Но в другую минуту Геннадий Павлович просто и по-человечески жаловался:
– И отчего эти апатии, а?
Во время отпуска Геннадий Павлович еще более, чем обычно, следил за собой: весь отглаженный, в прекрасной белой сорочке и непременно при галстуке он (всегда дома) полулежал с книгой, и стороннему глазу более чем обычно казалось, что он втайне ждет, что его позовут: позвонят, пригласят прийти к известному публицисту, к экономисту или, скажем, к референту министра, к той или иной ожившей вдруг знаменитости былых времен просто пообщаться; а может быть, ведь пора пришла, вновь где-то вместе выступить. По субботам и воскресеньям он привычно не брился. И коль скоро возникала серебристая щетина, казалось, что Геннадию Павловичу, выглаженному, ухоженному и вполне одетому, если его позовут и призовут, только и дел будет побриться; пять минут.

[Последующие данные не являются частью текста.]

PR #2485, opened 2022-08-31
Lets see what happens if we remove this weird define

smehringer:
It might cause a problem in my app SViper but I am not sure and I don't exactly know what happens here.


eseiler:
Seems ok to remove

eseiler (approved):

PR #2492, opened 2023-05-12
fix: rename master to main

SGSSGene:
This the preparation to rename the `master` branch to `main`


eseiler (approved):
gcc12 cpp23 is fixed on develop, but will still fail here

PR #2514, opened 2024-03-27
[FIX] mason_variator: Fix StructuralVariantRecord::endPosition() for deletions.

### LINKED ISSUE #2511: mason_variator Aborted (core dumped)
Hello! 

Now I am working on the linux environment, and I download mason with mamba (as mentioned in https://bioconda.github.io/recipes/mason/README.html#package-mason)

my mason version 2.0.9 

When I was using mason_variator, I got Aborted (core dumped). 

The data I used as reference, GCA_000001405.15_GRCh38_no_alt_analysis_set.fasta, you can get here : ftp://ftp.ncbi.nlm.nih.gov/genomes/all/GCA/000/001/405/GCA_000001405.15_GRCh38/seqs_for_alignment_pipelines.ucsc_ids/GCA_000001405.15_GRCh38_no_alt_analysis_set.fna.gz

My command is:
```
mason_variator -ir GCA_000001405.15_GRCh38_no_alt_analysis_set.fasta --sv-indel-rate 0.000005 --snp-rate 0.001 --small-indel-rate 0.0001 --max-small-indel-size 50 -ov SIM03.vcf
```
The output log is:
```
mason_variator -ir GCA_000001405.15_GRCh38_no_alt_analysis_set.fasta --sv-indel-rate 0.000005 --snp-rate 0.001 --small-indel-rate 0.0001 --max-small-indel-size 50 -ov SIM03.vcf
MASON VARIATOR
==============

__OPTIONS_____________________________________________________________________

FASTA IN             	GCA_000001405.15_GRCh38_no_alt_analysis_set.fasta
SV SIZE TSV IN       	
VCF OUT              	SIM03.vcf
FASTA OUT            	
BREAKPOINT TSV OUT   	
METHYLATION IN FILE  	

GENERATE VAR IDS     	YES

NUM HAPLOTYPES       	1
HAPLOTYPE SEP        	"/"

SNP RATE             	0.001
SMALL INDEL RATE     	0.0001

MIN SMALL INDEL SIZE 	1
MAX SMALL INDEL SIZE 	50

SV INDEL RATE        	5e-06
SV INVERSION RATE    	1e-07
SV TRANSLOCATION RATE	1e-07
SV DUPLICATION RATE  	1e-07

MIN SV SIZE          	50
MAX SV SIZE          	1000

SIM. METHYL. LEVELS  	0
METHYLATION LEVELS
  CG  MU             	0.6
  CG  SIGMA          	0.03
  CHG MU             	0.08
  CHG SIGMA          	0.008
  CHH MU             	0.05
  CHH SIGMA          	0.005


__PREPARATION_________________________________________________________________

Loading Reference Index GCA_000001405.15_GRCh38_no_alt_analysis_set.fasta ... FAILED (not fatal, we can just build it)
Building Index        GCA_000001405.15_GRCh38_no_alt_analysis_set.fasta.fai ... OK
Reference Index       GCA_000001405.15_GRCh38_no_alt_analysis_set.fasta.fai ... OK (195 seqs)

__SIMULATION__________________________________________________________________


Simulation...
  chr1
  snps:                230055
  small indels:        22912
  structural variants: 1297
/home/osboxes/seqan/apps/mason2/mason_variator.cpp:1161 Assertion failed : snpRecord.getPos() != svRecord.getPos() should be true but was 0 (Should be generated non-overlapping (snp pos = 148753369, sv pos = 148753369).)

stack trace:
  0                      [0x4170ab]
  1                      [0x43286b]
  2                      [0x431c7a]
  3                      [0x430ebe]
  4                      [0x415bea]
  5                      [0x581f7b]
  6                      [0x402901]

Aborted (core dumped)
```

But the interest thing for me, if I use below command, it worked without any problem
: 
```
mason_variator -ir CA_000001405.15_GRCh38_no_alt_analysis_set.fasta --sv-indel-rate 0.0000001 --snp-rate 0.0001 --small-indel-rate 0.000001 --max-small-indel-size 6 -ov SIM1.vcf
```

Could you please give me an advice with this problem?

smehringer:
This fixes #2511 

Let's see what the tests say as it seems to be an rather invasive fix.

So the reported error in Debug mode, was that a SNP is within the region of a deletion.

```
Assertion failed : snpRecord.getPos() != svRecord.getPos() should be true but was 0 (Should be generated non-overlapping (snp pos = 148753369, sv pos = 148753369).)
```

What happens is the following: 

1) mason_variator simulates SVs
2) mason_variator simulates SNP/Indels: It goes over every position in the contig (e.g. a chromosome) and at the same time maintains the current SV of the region to avoid overlaps. It jumps to the next SV if the current position is greater than the end position of the current SV [`pos >= svRecord.endPosition()`](https://github.com/seqan/seqan/blob/main/apps/mason2/mason_variator.cpp#L630)
3) An `svRecord` of type [StructuralVariantRecord](https://github.com/seqan/seqan/blob/main/apps/mason2/genomic_variants.h#L179) stores a size. The size is negative if it is a deletion.
4) [StructuralVariantRecord::endPosition()](https://github.com/seqan/seqan/blob/main/apps/mason2/genomic_variants.cpp#L51) returns `pos + size` for deletions.. but since `size` is negative, the end position of the deletion is **BEFORE** its start position.
5) (4) leads to a bug in the while loop in (2). The while loop will to jump to the next SV because and end pos is reached already before the start of the deletion has been reached. The overlap of a SNP with the start position of an Deletion is not checked anymore.

### DIFF
--- a/apps/mason2/genomic_variants.cpp
+++ b/apps/mason2/genomic_variants.cpp
@@ -59,7 +59,7 @@ int StructuralVariantRecord::endPosition() const
             if (size > 0)
                 return pos;
             else
-                return pos + size;
+                return pos - size; // for deletions, size is negative!
         case INVERSION:
             return pos + size;
         case TRANSLOCATION:
--- a/.github/workflows/ci_win.yml
+++ b/.github/workflows/ci_win.yml
@@ -52,9 +52,17 @@ jobs:
 
       - name: Setup conda
         uses: conda-incubator/setup-miniconda@v3
+        with:
+          activate-environment: ""
+          auto-activate-base: true
+          auto-update-conda: false
 
       - name: Install conda dependencies
-        run: conda install -c conda-forge boost-cpp bzip2 libxml2 zlib
+        run: |
+          conda install -c conda-forge boost-cpp bzip2 libxml2 zlib
+          $CONDA_BASE = conda info --base
+          "$CONDA_BASE\Library\include" | Out-File -FilePath $env:GITHUB_PATH -Append
+          "$CONDA_BASE\Library\lib" | Out-File -FilePath $env:GITHUB_PATH -Append
 
       - name: Configure tests
         run: |
--- a/apps/mason2/README
+++ b/apps/mason2/README
@@ -86,12 +86,6 @@ VCF file:
 3. Reference and Contact
 ------------------------------------------------------------------------------
 
-In case of questions and problems please contact the mailing list
+In case of questions and problems please contact us on
 
-  https://lists.fu-berlin.de/listinfo/seqan-dev
-
-or file a bug at
-
-  https://trac.seqan.de/newticket
-
-
+https://github.com/seqan/seqan
--- a/include/seqan/graph_types/graph_impl_hmm.h
+++ b/include/seqan/graph_types/graph_impl_hmm.h
@@ -740,6 +740,9 @@ getTransitionProbability(Graph<Hmm<TAlphabet, TCargo, TSpec> > const& g,
     typedef Graph<Hmm<TAlphabet, TCargo, TSpec> > const TGraph;
     typedef typename EdgeDescriptor<TGraph>::Type TEdgeDescriptor;
     TEdgeDescriptor e = findEdge(g, state1, state2);
+#ifdef __INTEL_LLVM_COMPILER
+    asm volatile("" : : "r,m"(e) : "memory"); // Kindly request IntelLLVM (2024.1) to not optimize result away.
+#endif
     if (e == 0) return 0.0;
     else return cargo(e);
 }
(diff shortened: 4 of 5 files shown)


smehringer:
@eseiler looks like an unrelated failure. Could you review?

apps/mason2/genomic_variants.cpp
```diff
@@ -59,7 +59,7 @@ int StructuralVariantRecord::endPosition() const
             if (size > 0)
                 return pos;
             else
-                return pos + size;
+                return pos + std::abs(size);
```
SGSSGene, line 62: Since we know that size is negative, we could use a cheaper operation. This would also equal what happens in the `nearBreakend` function.
```suggestion
                return pos - size;
```

SGSSGene (commented):
Very nice that you also fixed the  URL to the ticket system :-)

apps/mason2/genomic_variants.cpp
smehringer: also fine for me

eseiler:
LGTM, I'll fix the unrelated stuff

К концу отпуска он читал запоем и практически уже не вставал с дивана. Он выходил на улицу лишь перед самым сном, спохватившийся, что день кончился: он бродил по засыпающему городу около часа, неторопливый, хорошо одетый и даже изящный, если сделать скидку на возраст. Перед ночной прогулкой он позволял себе одну-две стопки водки для настроения. Гуляя по темным улицам, он иногда напевал.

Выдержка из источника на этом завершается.